📜 ⬆️ ⬇️

Monitoring of engineering infrastructure in the data center. Part 2. Power supply system

Part 1. Monitoring of engineering infrastructure in the data center. Highlights.
Part 2. How is the monitoring of power supply in the data center.
Part 3. Monitoring of cold supply by the example of the NORD-4 data center.
Part 4. Network infrastructure: physical equipment.

We continue a series of articles about the work of engineering infrastructure monitoring systems in our data centers. In the first part we have analyzed theoretical points, today we turn to practice. Let's start with the most critical system - power supply. Before reading we recommend refreshing knowledge about the power supply device in the data center.


One of the schemes for monitoring the power supply system in the OST-2 data center.
')

Features of power system monitoring


The monitoring of power supply has its own nuances. Here are some general tips for those who are just going to design and customize the system.

Monitor everything you can. There are no unimportant areas in the power supply system. Track the basic parameters of each element of the system: from transformer to PDU in the rack.

Monitor the system as a whole. It is not enough just to put all the equipment on monitoring. It is important to display the existing relationships between all elements of the system. This will help to quickly identify problems and not get confused in dozens of error alerts.

Circuit diagrams, maps and other visualization is best suited for these purposes. The picture at the beginning of the post is just an example of such a scheme. When power is lost in the rack, it will be easier to understand what caused the accident using such schemes.

Survey equipment as often as possible.

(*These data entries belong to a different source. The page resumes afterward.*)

PR #475, opened 2025-04-03
BM-723: Upgrade deployment v0.7.0

capossele:


willpote (approved):

austinabell (approved):
Wondering if we update `.env.testnet` with this or separately. Also can get rid of the env file, but it can be convenient to load in those values

PR #476, opened 2025-04-03
wip switching from EFS/fargate to ec2

austinabell:


infra/prover/index.ts
```diff
@@ -0,0 +1,338 @@
...
+        {
+          Effect: 'Allow',
+          Action: ['secretsmanager:GetSecretValue', 'ssm:GetParameters'],
+          Resource: [privateKeySecret.arn, bonsaiSecret.arn],
+        },
+      ],
+    },
+  });
+
+  const brokerEcr = new awsx.ecr.Repository(serviceName, {
```
rlukata, line 124: One thing I would avoid using `awsx` and stick `aws`. There's many reasons why but the main one is that the `awsx` package doesn't have all the component resource functions that the `aws` sdk has.

rlukata:
What's the goal of this PR? Why install and run docker inside an EC2 when ECS/Fargate solve this problem very well?

infra/prover/index.ts
```diff
@@ -0,0 +1,338 @@
...
+        cidrBlocks: ['0.0.0.0/0'],
+        ipv6CidrBlocks: ['::/0'],
+      },
+    ],
+  });
+
+  // Set up CloudWatch logging for the EC2 instance
+  const brokerLogGroup = new aws.cloudwatch.LogGroup(serviceName, {
+    name: serviceName,
+    retentionInDays: 0,
```
rlukata, line 216: If you select 0, the events in the log group are always retained and never expire. Is this what we want?

austinabell:
> What's the goal of this PR? Why install and run docker inside an EC2 when ECS/Fargate solve this problem very well?

To switch to EBS given our issues running sqlite on EFS. This PR is in draft, and will change before coming in so no need to worry about it yet

rlukata:
> > What's the goal of this PR? Why install and run docker inside an EC2 when ECS/Fargate solve this problem very well?
> 
> To switch to EBS given our issues running sqlite on EFS. This PR is in draft, and will change before coming in so no need to worry about it yet

is there a limitation in using EBS where we need to switch to EC2? @willpote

Frequent polling will help not to miss important events in the life of the energy supply system: disconnection of the city power supply, errors that the diesel-gas plant did not cause. Such critical nodes as the main switchboard, diesel generator set, UPS, we recommend polling every second.

Monitor phase balancing and paired loads . These are derived indicators of the power supply system. They are calculated directly in the monitoring system on the basis of information received from the equipment.

Collect statistics. Only online data and alerts are not enough, you need to collect long-term statistics. It is useful for many things - from capacity management (capacity management) to the calculation of the budget for the purchase of spare parts.

A few words about our monitoring


The system works on the open-source Nagios solution. It collects equipment parameter values ​​and sends notifications when threshold values ​​are reached. Total 8 stands deployed with Nagios.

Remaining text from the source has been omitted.